4. The Romans would have understood Paul’s reference to ‘our sufferings’ to mean their persecution.

Scholars say the letter was probably written by Paul around AD55. The Emperor Claudius had expelled Jews from Rome in AD49, ‘because the Jews constantly made disturbances at the instigation of Chrestus’, a likely misspelling of Christus, Christ. No doubt the authorities continued to make life difficult for the early Christians, and we know that in AD64 Nero was able to scapegoat them for starting the great fire during which he fiddled.

The way human psychology works, groups who are persecuted tend to be strengthened by it. No doubt these persecuted early Christians were proud of the endurance, character and hope they showed under persecution. I don’t think we should take the word ‘boast’ too seriously. No doubt Paul skilfully drew on their pride to get them to listen to his difficult theological message. But I don’t think in the context we can accuse Paul of glorying in something evil.

Rather I think what is important is to see what we can learn from Paul’s message.

5. What St Paul is teaching us, I think, is that God suffers with us in the person of Jesus.

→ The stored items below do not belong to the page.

PR #213, opened 2023-07-06
WIP: Enhancements/gk output normalisation tweaks

LiamPattinson:
I'd intended to do a quick clean up of some docs and type hints, but this turned into a much bigger edit than I'd originally hoped for. I'd noticed that the helper classes `FieldDict`, `FluxType` (later renamed `FluxDict`) and `MomentDict` were non-functional, and the number of `__init__` arguments to `GKOutput` was becoming unreasonable. The docs and type hints also didn't match the code in some places.

I tried to improve matters by defining some helper dataclasses that could be used to organise the inputs to `GKOutput` and also wrap up some of the units handling: `Coords`, `Fields`, `Fluxes`, `Moments`, `Eigenvalues`, and `Eigenfunctions`. These classes:

- Define the names of each entry and whether they're optional
- Define the units for each entry
- The function `.with_units()` automatically adds units to the contents and converts across normalisations.
- The `dims` attribute can be set for GK codes that have output data with non-default dimensions.

Although the definitions of these classes add quite a few lines of code, it reduces the complexity within `GKOutput.__init__` and the `read` functions for each reader class. Very few changes were otherwise needed to the reader classes.

Current minor issues that would be nice to fix:
- A lot of the functions in these classes look very similar, so there's probably an inheritance trick I could use to reduce repeat code.
- There's a bit too much `getattr` and `setattr` going on for my liking. Could do with implementing a dict-like interface.

Current major issues that are causing me to lose my sanity:
- Failing a bunch of golden answer tests, but I have no idea what changes could have led to this. The differences are severe enough that I'll have to fix it before this will be ready to merge.

### DIFF
--- a/pyrokinetics/dataset_wrapper.py
+++ b/pyrokinetics/dataset_wrapper.py
@@ -164,13 +164,11 @@ class DatasetWrapper:
         Writes self.data to disk. Forwards all args to xarray.Dataset.to_netcdf.
         Complex data is expanded out into float arrays of shape ``[dims..., 2]``.
         """
-        # TODO Expand complex numbers selectively
-        #     Currently expands all data, regardless of type, doubling memory
-        #     requirements for non-complex data.
-        data = self.data.expand_dims("ReIm", axis=-1)  # Add ReIm axis at the end
-        data = xr.concat([data.real, data.imag], dim="ReIm")
-
-        data.pint.dequantify().to_netcdf(*args, **kwargs)
+        data = self.data.pint.dequantify()
+        for key, data_var in data.data_vars.items():
+            if data_var.dtype == complex:
+                data[key] = xr.concat([data_var.real, data_var.imag], dim="ReIm")
+        data.to_netcdf(*args, **kwargs)
 
     @classmethod
     def from_netcdf(
@@ -237,12 +235,10 @@ class DatasetWrapper:
         # Set up attr_units
         attr_units_as_str = literal_eval(dataset.attribute_units)
         instance._attr_units = {k: ureg(v).units for k, v in attr_units_as_str.items()}
-        attrs = instance.attrs
 
-        # isel drops attrs so need to add back in
-        instance.data = instance.data.isel(ReIm=0) + 1j * instance.data.isel(ReIm=1)
-        instance.data.attrs = attrs
-        # FIXME Roundtrip converts everything to complex, regardless of the original
-        #       data type.
+        # Recombine ReIm dim
+        for key, data_var in instance.data_vars.items():
+            if "ReIm" in data_var.dims:
+                instance.data[key] = data_var.isel(ReIm=0) + 1j * data_var.isel(ReIm=1)
 
         return instance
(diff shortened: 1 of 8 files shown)


LiamPattinson:
Never mind, caught the bug that was causing tests to fail. Now just need to prettify things and add a couple of tests. Should have that done tomorrow morning.

LiamPattinson:
I've cleaned up most of the repeat code by introducing a base helper class `GKOutputArgs` that each of the concrete helper classes derive from, although the result still isn't as neat as I'd like. I also added a dict-like interface so it's easier to use the helper classes without needing a load of `getattr` and `setattr` calls. Finally, added some simple tests -- let me know if you want anything more rigorous.

Let me know what you think of all this! I'm concerned that this all feels a little overengineered, but I think that these helper classes really simplify matters at point of use, particularly with assigning/renormalising units and shrinking the `GKOutput.__init__` argument list.

pyrokinetics/dataset_wrapper.py
```diff
@@ -155,12 +155,18 @@ def __repr__(self) -> str:
...
+        """Redirect ``x in y`` calls to the inner dataset"""
         return name in self.data
 
     def to_netcdf(self, *args, **kwargs) -> None:
-        """Writes self.data to disk. Forwards all args to xarray.Dataset.to_netcdf."""
+        """
+        Writes self.data to disk. Forwards all args to xarray.Dataset.to_netcdf.
+        Complex data is expanded out into float arrays of shape ``[dims..., 2]``.
+        """
+        # TODO Expand complex numbers selectively
```
bpatel2107: We could probably check if any of the data is complex and only convert to `ReIm` if its there. Would stop things like `Equilibrium` and `Kinetics` having this issue

pyrokinetics/gk_code/gk_output.py
```diff
@@ -14,144 +26,338 @@
...
+    #: TODO document
+    mode: Optional[ArrayLike] = None
+
+    #: 1D grid of the energy in the simulation
+    #: Units of [dimensionless]
+    energy: Optional[ArrayLike] = None
+
+    #: 1D grid of the pitch angle in the simulation
+    #: Units of [dimensionless]
+    pitch: Optional[ArrayLike] = None
```
bpatel2107, line 180: Nothing actually uses energy/pitch angle coords and likely won't unless we add the ability to read distributions functions in. @d7919 Do you think this is likely to happen so worth including?

bpatel2107:
I think this looks great! It makes it very clear what units everything has and simplifies the process for when other code outputs will be added. Less repetition of code is always good and I was a little concerned about it in the original PR.

bpatel2107 (approved):
Overall this looks good. Optionally can check if we need to add a dimension for complex data but happy to merge

pyrokinetics/dataset_wrapper.py
LiamPattinson: Sorted. I thought this would be a really annoying problem to solve, so I thought it best to put it off until a future PR, but it turned out to be much easier than expected.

As he puts it, ‘God proves his love for us in that while we still were sinners Christ died for us’. Jesus, with perfect obedience to his loving father God, suffered a cruel death on the cross in order to show us all how to deal with the suffering and death which every one of us will know.

‘God’s love has been poured into our hearts through the Holy Spirit’, Paul says, just as Jesus promised us. It is this love which gives us the character to endure suffering, and never lose hope.

Our Christian hope is that by God’s grace our faith will justify us – that is our faith will put us in the right relationship with God – and so bring us ‘peace with God through our Lord Jesus Christ’.

God sent us his son, Jesus, to ‘proclaim() the good news of the kingdom’, as Matthew’s Gospel has it, and to show us his way of eternal life. He is always full of compassion for those who suffer.

How amazing it is that almighty God should make such a gesture of loving solidarity toward sinful people like you and me!

How comforting we find that solidarity when we ourselves suffer!

Let us thank God for expressing his solidarity with us in the life and mission, death and resurrection of Jesus Christ our Lord.